Grid with only one cell
How to Handle:
Return true if the single cell contains a parenthesis, otherwise false.
Grid with mismatched starting/ending parentheses
How to Handle:
If the starting cell is ')' or the ending cell is '(', a valid path is impossible, so return false.
Long path exceeding maximum recursion depth (if using recursion)
How to Handle:
Use dynamic programming (memoization) or iterative approach to avoid stack overflow errors.
Grid containing non-parenthesis characters
How to Handle:
Treat non-parenthesis characters as invalid input and return false.

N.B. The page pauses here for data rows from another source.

PR #1518, opened 2023-08-08
add kitchensink for snapshot

kamleshchandnani:


packages/blade/.storybook/react/preview.tsx
```diff
@@ -46,6 +48,42 @@ export const parameters = {
           'overrideTheme',
         ],
         'Components',
+        [
+          'Button',
```
kamleshchandnani, line 52: @saurabhdaware lets resume [this](https://github.com/razorpay/blade/pull/1484#discussion_r1280246321) discussion here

No valid path exists despite balanced parentheses in the grid
How to Handle:
The algorithm should explore all possible paths and correctly return false if no valid path exists.
Large grid dimensions impacting memory usage
How to Handle:
Optimize memory usage by using techniques like bitmasking to represent the parenthesis balance, or using an in-place modification approach if allowed and feasible.
Grid with only opening or only closing parentheses preventing balance
How to Handle:
The path will never become balanced, leading to no valid path and return false.